Details
-
Improvement
-
Status: Resolved
-
Critical
-
Resolution: Done
-
0.9.0
-
None
-
Java 1.7,Hadoop 2.2.0,Spark 0.9.0,Ubuntu 12.4,
Description
I saved a 2GB pdf file into MongoDB using GridFS. now i want process those GridFS collection data using Java Spark Mapreduce API. previously i have successfully processed mongoDB collections with Apache spark using Mongo-Hadoop connector. now i'm unable to GridFS collections with the following code.

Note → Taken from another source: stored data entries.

PR #1189, opened 2020-04-14
Self-host fonts, add option to not copy to directory

okaneco:
Vendors Open Sans and Source Code Pro as woff/woff2, adds respective licenses for each.
Supports character sets for:
    - `open-sans-v17-latin_vietnamese_latin-ext_greek-ext_greek_cyrillic-ext_cyrillic`
    - `source-code-pro-v11-latin_vietnamese_latin-ext_greek_cyrillic-ext_cyrillic`
Add option to disable inclusion of woff/woff2

Open Sans is licensed under Apache 2.0, Source Code Pro is licensed under SIL Open Font License. The fonts were downloaded with google-webfonts-helper. 

I added controls to the HTML config struct to make the fonts optional. By default, the fonts are enabled with both woff2/woff files. Users can disable the self-hosted fonts, or disable only the woff format files which are supported by older browsers and larger in size.

```toml
[output.html.font]
enable = true
woff = true
```


ehuss:
Fixed via #1188.

PR #1261, opened 2020-06-22
Docker based convenience wrapper

pmjohann:
I wrote this wrapper for myself, added a short alias to my zshrc and found much easier to work with mdBook this way. Thought I would share, maybe other docker lovers find it useful as well!

Thanks for mdBook, keep up the good work guys!


ehuss:
Thanks for the PR!  Unfortunately although I can see how this could be useful, I think I would prefer to avoid adding this at this time.

PR #1265, opened 2020-06-25
Fix sidebar scrolling with part titles.

ehuss:
If a summary included section titles, then the automatic scrolling for the sidebar was broken (it was always scrolled to the top of the sidebar).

MongoConfigUtil.setInputURI(config, "mongodb://localhost:27017/pdfbooks.fs.chunks" );
MongoConfigUtil.setOutputURI(config,"mongodb://localhost:27017/"+output );
JavaPairRDD<Object, BSONObject> mongoRDD = sc.newAPIHadoopRDD(config,
com.mongodb.hadoop.MongoInputFormat.class, Object.class,
BSONObject.class);
JavaRDD<String> words = mongoRDD.flatMap(new FlatMapFunction<Tuple2<Object,BSONObject>,
String>() {
@Override
public Iterable<String> call(Tuple2<Object, BSONObject> arg) {
System.out.println(arg._2.toString());
...
Please suggest/provide better API methods to access MongoDB GridFS data.